(Required work)
Every line of the data is to be retyped exactly.
───── Material provided
PR #4257, opened 2020-02-09
Improve handling of fetching external stylesheets

westonruter:
## Summary

I discovered that an external stylesheet with a schemeless URL fails to be fetched because `wp_remote_get()` does not support such URLs. 

For example, given this plugin:

```php
<?php
/**
 * Plugin Name: Try External Stylesheet Schemeless URL
 */
add_action( 'wp_head', function() {
	?>
	<link rel="stylesheet" href="//make.wordpress.org/core/wp-content/plugins/o2/modules/follow/css/style.css?ver=<?php echo (int) time(); ?>">
	<?php
} );
```

The result is an error like so:

image

Not only should the URL be fetchable but the error message displayed here is not helpful.

So this PR ensures that a URL scheme is supplied when fetching an external stylesheet to prevent `wp_remote_get()` from failing. It uses the same URL scheme as the scheme for the `home_url()`, as this is the behavior of a schemeless URL.

Additionally, when the URL is actually invalid the error messages are now much more helpful (resolving some code todos), as the WP HTTP error message is passed through. For example:

```html
<link rel="stylesheet" href="bad://example.com/foo.css">
```

image

```html
<link rel="stylesheet" href="http://not-existing.example.com/foo.css">
```

image

```html
<link rel="stylesheet" href="http://example.com/notfound.css">
```

image

Relates to #1420.

## Checklist

### DIFF
--- a/includes/sanitizers/class-amp-style-sanitizer.php
+++ b/includes/sanitizers/class-amp-style-sanitizer.php
@@ -1366,6 +1366,12 @@ class AMP_Style_Sanitizer extends AMP_Base_Sanitizer {
 	 * @return string|WP_Error Stylesheet contents or WP_Error.
 	 */
 	private function fetch_external_stylesheet( $url ) {
+
+		// Prepend schemeless stylesheet URL with the same URL scheme as the current site.
+		if ( '//' === substr( $url, 0, 2 ) ) {
+			$url = wp_parse_url( home_url(), PHP_URL_SCHEME ) . ':' . $url;
+		}
+
 		$cache_key = md5( $url );
 		$contents  = get_transient( $cache_key );
 		if ( false === $contents ) {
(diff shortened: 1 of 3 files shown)


pierlon:
Testing instructions:

Create a new post and a Custom HTML block with the following content:

```html
<link rel="stylesheet" href="bad://example.com/foo.css">
<link rel="stylesheet" href="http://not-existing.example.com/foo.css">
<link rel="stylesheet" href="https://make.wordpress.org/notfound.css">
<link rel="stylesheet" href="//make.wordpress.org/core/wp-content/plugins/o2/modules/follow/css/style.css">
```

The following set of validation errors should be raised:

image

With the:
- First error being caused by `bad://example.com/foo.css`

- Second by `http://not-existing.example.com/foo.css`

- Third by `https://make.wordpress.org/notfound.css`

And no issue should be reported for `//make.wordpress.org/core/wp-content/plugins/o2/modules/follow/css/style.css`.

csossi:
Verified in QA:
image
──────────
(Result of this exercise)
PR #4257, opened 2020-02-09
Improve handling of fetching external stylesheets

westonruter:
## Summary

I discovered that an external stylesheet with a schemeless URL fails to be fetched because `wp_remote_get()` does not support such URLs. 

For example, given this plugin:

```php
<?php
/**
 * Plugin Name: Try External Stylesheet Schemeless URL
 */
add_action( 'wp_head', function() {
	?>
	<link rel="stylesheet" href="//make.wordpress.org/core/wp-content/plugins/o2/modules/follow/css/style.css?ver=<?php echo (int) time(); ?>">
	<?php
} );
```

The result is an error like so:

image

Not only should the URL be fetchable but the error message displayed here is not helpful.

So this PR ensures that a URL scheme is supplied when fetching an external stylesheet to prevent `wp_remote_get()` from failing. It uses the same URL scheme as the scheme for the `home_url()`, as this is the behavior of a schemeless URL.

Additionally, when the URL is actually invalid the error messages are now much more helpful (resolving some code todos), as the WP HTTP error message is passed through. For example:

```html
<link rel="stylesheet" href="bad://example.com/foo.css">
```

image

```html
<link rel="stylesheet" href="http://not-existing.example.com/foo.css">
```

image

```html
<link rel="stylesheet" href="http://example.com/notfound.css">
```

image

Relates to #1420.

## Checklist

### DIFF
--- a/includes/sanitizers/class-amp-style-sanitizer.php
+++ b/includes/sanitizers/class-amp-style-sanitizer.php
@@ -1366,6 +1366,12 @@ class AMP_Style_Sanitizer extends AMP_Base_Sanitizer {
 	 * @return string|WP_Error Stylesheet contents or WP_Error.
 	 */
 	private function fetch_external_stylesheet( $url ) {
+
+		// Prepend schemeless stylesheet URL with the same URL scheme as the current site.
+		if ( '//' === substr( $url, 0, 2 ) ) {
+			$url = wp_parse_url( home_url(), PHP_URL_SCHEME ) . ':' . $url;
+		}
+
 		$cache_key = md5( $url );
 		$contents  = get_transient( $cache_key );
 		if ( false === $contents ) {
(diff shortened: 1 of 3 files shown)


pierlon:
Testing instructions:

Create a new post and a Custom HTML block with the following content:

```html
<link rel="stylesheet" href="bad://example.com/foo.css">
<link rel="stylesheet" href="http://not-existing.example.com/foo.css">
<link rel="stylesheet" href="https://make.wordpress.org/notfound.css">
<link rel="stylesheet" href="//make.wordpress.org/core/wp-content/plugins/o2/modules/follow/css/style.css">
```

The following set of validation errors should be raised:

image

With the:
- First error being caused by `bad://example.com/foo.css`

- Second by `http://not-existing.example.com/foo.css`

- Third by `https://make.wordpress.org/notfound.css`

And no issue should be reported for `//make.wordpress.org/core/wp-content/plugins/o2/modules/follow/css/style.css`.

csossi:
Verified in QA:
image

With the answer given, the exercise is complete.